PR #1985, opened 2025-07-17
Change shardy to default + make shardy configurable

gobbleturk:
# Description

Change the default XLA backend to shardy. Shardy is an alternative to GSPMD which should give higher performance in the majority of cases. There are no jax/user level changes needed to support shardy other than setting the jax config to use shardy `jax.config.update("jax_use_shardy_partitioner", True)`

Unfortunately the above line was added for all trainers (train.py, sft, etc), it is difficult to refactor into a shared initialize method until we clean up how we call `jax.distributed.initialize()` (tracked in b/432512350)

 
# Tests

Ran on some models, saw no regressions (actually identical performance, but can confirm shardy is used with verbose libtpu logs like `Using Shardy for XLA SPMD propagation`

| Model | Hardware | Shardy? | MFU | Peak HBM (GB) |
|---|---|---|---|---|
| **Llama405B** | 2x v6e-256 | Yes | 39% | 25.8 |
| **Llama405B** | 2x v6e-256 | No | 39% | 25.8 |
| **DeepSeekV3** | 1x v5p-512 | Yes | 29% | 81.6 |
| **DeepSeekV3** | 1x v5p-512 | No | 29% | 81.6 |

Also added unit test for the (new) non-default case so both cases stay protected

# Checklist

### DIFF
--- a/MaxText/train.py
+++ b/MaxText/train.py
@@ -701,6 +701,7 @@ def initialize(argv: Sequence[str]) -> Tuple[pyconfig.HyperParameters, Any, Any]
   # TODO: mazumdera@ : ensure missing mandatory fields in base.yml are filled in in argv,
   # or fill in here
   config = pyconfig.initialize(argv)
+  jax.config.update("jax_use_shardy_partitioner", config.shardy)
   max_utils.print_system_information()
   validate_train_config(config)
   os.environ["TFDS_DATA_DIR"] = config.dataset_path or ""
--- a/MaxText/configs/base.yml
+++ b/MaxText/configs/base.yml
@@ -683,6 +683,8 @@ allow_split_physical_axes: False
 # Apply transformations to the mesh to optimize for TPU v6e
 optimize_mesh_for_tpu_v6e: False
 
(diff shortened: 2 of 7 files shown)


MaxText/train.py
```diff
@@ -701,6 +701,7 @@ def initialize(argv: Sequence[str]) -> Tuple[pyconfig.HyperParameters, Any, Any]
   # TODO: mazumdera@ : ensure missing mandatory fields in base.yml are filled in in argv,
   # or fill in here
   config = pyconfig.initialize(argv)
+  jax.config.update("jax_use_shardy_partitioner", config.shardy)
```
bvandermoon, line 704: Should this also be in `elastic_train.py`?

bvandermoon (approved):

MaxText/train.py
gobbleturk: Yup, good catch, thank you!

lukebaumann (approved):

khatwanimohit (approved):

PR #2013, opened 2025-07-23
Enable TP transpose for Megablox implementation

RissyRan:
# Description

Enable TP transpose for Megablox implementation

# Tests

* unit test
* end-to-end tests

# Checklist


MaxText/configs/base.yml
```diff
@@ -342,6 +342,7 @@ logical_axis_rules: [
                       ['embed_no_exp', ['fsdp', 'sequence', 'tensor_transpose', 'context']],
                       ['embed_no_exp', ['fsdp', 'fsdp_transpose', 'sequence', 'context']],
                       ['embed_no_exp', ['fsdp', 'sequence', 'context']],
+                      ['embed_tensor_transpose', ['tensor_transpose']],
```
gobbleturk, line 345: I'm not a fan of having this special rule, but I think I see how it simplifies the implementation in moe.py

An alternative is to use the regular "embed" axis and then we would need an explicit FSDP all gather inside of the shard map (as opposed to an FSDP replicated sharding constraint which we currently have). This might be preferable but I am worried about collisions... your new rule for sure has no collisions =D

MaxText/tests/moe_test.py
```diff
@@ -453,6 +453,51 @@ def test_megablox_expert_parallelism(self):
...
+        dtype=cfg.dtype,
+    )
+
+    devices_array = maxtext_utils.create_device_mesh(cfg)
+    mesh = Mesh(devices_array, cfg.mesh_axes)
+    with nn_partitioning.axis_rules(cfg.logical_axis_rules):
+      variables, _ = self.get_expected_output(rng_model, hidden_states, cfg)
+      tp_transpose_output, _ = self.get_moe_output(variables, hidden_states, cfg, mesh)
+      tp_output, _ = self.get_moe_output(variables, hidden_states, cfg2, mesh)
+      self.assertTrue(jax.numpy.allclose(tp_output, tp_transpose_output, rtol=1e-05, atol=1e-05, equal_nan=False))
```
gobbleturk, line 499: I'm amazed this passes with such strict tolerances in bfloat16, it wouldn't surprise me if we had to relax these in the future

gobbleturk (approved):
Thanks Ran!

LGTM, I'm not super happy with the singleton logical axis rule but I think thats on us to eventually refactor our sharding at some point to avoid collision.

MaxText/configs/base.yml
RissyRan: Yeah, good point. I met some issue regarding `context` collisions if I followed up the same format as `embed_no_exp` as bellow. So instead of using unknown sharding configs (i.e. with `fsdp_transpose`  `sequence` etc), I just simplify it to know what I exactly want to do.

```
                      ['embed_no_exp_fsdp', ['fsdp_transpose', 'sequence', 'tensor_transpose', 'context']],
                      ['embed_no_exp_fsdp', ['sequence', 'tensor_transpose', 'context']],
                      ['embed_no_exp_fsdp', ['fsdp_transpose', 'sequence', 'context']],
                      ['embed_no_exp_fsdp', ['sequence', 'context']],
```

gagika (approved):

_____

## BRIEF
Across the listing, how many lines contain "point"? State the number and nothing else.

## RESPONSE TO THIS EXERCISE
2